The HTTP Content-Type representation header is used to indicate the original media type of a resource before any content encoding is applied.

In responses, the Content-Type header informs the client about the media type of the returned data. In requests such as POST or PUT, the client uses the Content-Type header to specify the type of content being sent to the server. If a server implementation or configuration is strict about content type handling, a 415 client error response may be returned.

The Content-Type header differs from Content-Encoding in that Content-Encoding helps the recipient understand how to decode data to its original form.

Note: This value may be ignored if browsers perform MIME sniffing (or content sniffing) on responses.

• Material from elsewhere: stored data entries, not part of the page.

PR #2826, opened 2020-03-12
plugins.radiko: Add support for radiko.jp

iucario:
New plugin for http://radiko.jp

* The site is geo-restricted and a Japan IP is needed.
* Supports both live and timefree.


src/streamlink/plugins/radiko.py
```diff
@@ -0,0 +1,113 @@
...
+            'User-Agent': useragents.FIREFOX,
+            'X-Radiko-AuthToken': token
+        }
+        self.session.http.headers = headers
+        r = self.session.http.get(url)
+        url = r.text.split('\n')[-2]
+        yield 'source', HLSStream(self.session, url)
+
+    def _live(self, station_id):
+        live_url = 'https://rpaa.smartstream.ne.jp/so/playlist.m3u8'
```
back-to: > 504 Server Error: Gateway Timeout for url: https://rpaa.smartstream.ne.jp/medialist

won't work with a hard coded URL

---

some streams need different URLs

example `http://radiko.jp/#!/live/RN1` needs
`http://f-radiko.smartstream.ne.jp/RN1/_definst_/simul-stream.stream/playlist.m3u8`

src/streamlink/plugins/radiko.py
```diff
@@ -0,0 +1,113 @@
+import re
+import random
+import hashlib
+import base64
+import datetime
+import xml.etree.ElementTree as ET
```
back-to: sort ABC and use a new line between `import` and `from` lines

src/streamlink/plugins/radiko.py
```diff
@@ -0,0 +1,113 @@
...
+from streamlink.compat import urlencode
+from streamlink.plugin import Plugin
+from streamlink.plugin.api import useragents
+from streamlink.stream import HLSStream
+
+
+class Radiko(Plugin):
+    _url_re = re.compile(r'http://radiko\.jp/(#!/)?(?P<state>live|ts)/(?P<station_id>\w+)/?(?P<start_at>\d+)?')
+    _api_auth_1 = "https://radiko.jp/v2/api/auth1"
```
back-to: use `'` not `"` , so it is the same in the whole file.

src/streamlink/plugins/radiko.py
```diff
@@ -0,0 +1,113 @@
...
+            url, token = self._live(station_id)
+        else:
+            start_at = match.group('start_at')
+            url, token = self._timefree(station_id, start_at)
+        headers = {
+            'User-Agent': useragents.FIREFOX,
+            'X-Radiko-AuthToken': token
+        }
+        self.session.http.headers = headers
+        r = self.session.http.get(url)
```
back-to: you don't need this, just use

```py
       for s in HLSStream.parse_variant_playlist(self.session, url).items():
            yield s
```

docs/plugin_matrix.rst
```diff
@@ -158,6 +158,7 @@ pluzz                   - france.tv          Yes   Yes   Streams may be geo-rest
                         - francetvinfo.fr
 powerapp                powerapp.com.tr      Yes   No
 qq                      live.qq.com          Yes   No
+radiko                  radiko.jp             Yes   Yes   Streams are geo-restricted to Japan.
```
back-to:
```suggestion
radiko                  radiko.jp            Yes   Yes   Streams are geo-restricted to Japan.
```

To prevent browsers from using MIME sniffing, set the X-Content-Type-Options header value to nosniff. See MIME type verification for more details.

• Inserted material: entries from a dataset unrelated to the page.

Issue #2752, opened 2019-12-23
Twitch clips fail with 410 Gone


achurch:
## Plugin Issue

- [x] This is a plugin issue and I have read the contribution guidelines.

### Description

Streamlink is no longer able to play clips from Twitch, giving a "410 Gone" error for `https://clips.twitch.tv/api/v2/clips/[clip_name]/status`. This is separate from the now-fixed 410 error for live streams and VODs, though the root cause is probably the same (Twitch removing old private APIs).

### Reproduction steps / Explicit stream URLs to test

Any Twitch clip, e.g. https://clips.twitch.tv/LuckyExquisiteHamburgerAsianGlow

### Log output

(using master at ad276c4)
```
[cli][debug] Python:     3.6.9
[cli][debug] Streamlink: 0+unknown
[cli][debug] Requests(2.22.0), Socks(1.6.7), Websocket(0.48.0)
[cli][info] Found matching plugin twitch for URL https://clips.twitch.tv/LuckyExquisiteHamburgerAsianGlow
error: Unable to open URL: https://clips.twitch.tv/api/v2/clips/LuckyExquisiteHamburgerAsianGlow/status (410 Client Error: Gone for url: https://clips.twitch.tv/api/v2/clips/LuckyExquisiteHamburgerAsianGlow/status?as3=t)
```

### Additional comments, screenshots, etc.

youtube-dl had the same problem and fixed it with: https://github.com/ytdl-org/youtube-dl/commit/232ed8e6e0ec8b86156e68002e496a8bc89e6346

hristiyanvasilev:
was looking into fixing this for a first issue, however I noticed that youtube-dl are using the undocumented GraphQL endpoint, which should not be used by third party apps.
https://discuss.dev.twitch.tv/t/is-it-legal-to-use-https-gql-twitch-tv-gql-endpoint/21811/5

jamezrin:
@hristiyanvasilev this has also been the case for the /api endpoint, which is used right now, so it isn't really any different.

gootecks:
I just wanted to bump this up because I'm having the same issue and thought it was just me.  

I built a really cool (IMO) Twitch clip downloader and would really like to see this working again.  

@hristiyanvasilev please work some magic! <3

mjevans:
I too am experiencing the twitch api v2 issue (I have a shell wrapper that calls with my personal oauth-token as well as some other flags I always use).

[...]

PR #2843, opened 2020-03-22
plugins.twitch: Fixed clips

back-to:
closes https://github.com/streamlink/streamlink/issues/2752


gravyboat:
Good stuff, thanks @back-to.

Header type Representation header
Forbidden header name No
CORS-safelisted response header Yes
CORS-safelisted request header Yes*

* Values can't contain a CORS-unsafe request header byte: "():<>?@[\]{},, Delete 0x7F, and control characters 0x00 to 0x19 except for Tab 0x09. It also needs to have a media type of its parsed value (ignoring parameters) of either application/x-www-form-urlencoded, multipart/form-data, or text/plain.

Syntax

Content-Type: <media-type>

For example:

http
Content-Type: text/html; charset=utf-8
Content-Type: multipart/form-data; boundary=ExampleBoundaryString

Directives

<media-type>

The media type of the resource or data. May contain the following parameters:

  • charset: Indicates the character encoding standard used. The value is case insensitive but lowercase is preferred.
  • boundary: For multipart entities, the boundary parameter is required. It is used to demarcate the boundaries of the multiple parts of the message. The value consists of 1 to 70 characters (not ending with white space) known to be robust in the context of different systems (e.g., email gateways). Often, the header boundary is prepended by two dashes in the request body, and the final boundary has two dashes appended at the end.

Examples

Serving assets with correct content type

In the following two example responses, JavaScript and CSS assets are served using text/javascript for JavaScript and text/css for CSS. The correct content type for these resources helps the browser handle them more securely and with better performance. See Properly configuring server MIME types for more information.

http
HTTP/1.1 200
content-encoding: br
content-type: text/javascript; charset=utf-8
vary: Accept-Encoding
date: Fri, 21 Jun 2024 14:02:25 GMT
content-length: 2978

const videoPlayer=document.getElementById...
http
HTTP/3 200
server: nginx
date: Wed, 24 Jul 2024 16:53:02 GMT
content-type: text/css
vary: Accept-Encoding
content-encoding: br

.super-container{clear:both;max-width:100%}...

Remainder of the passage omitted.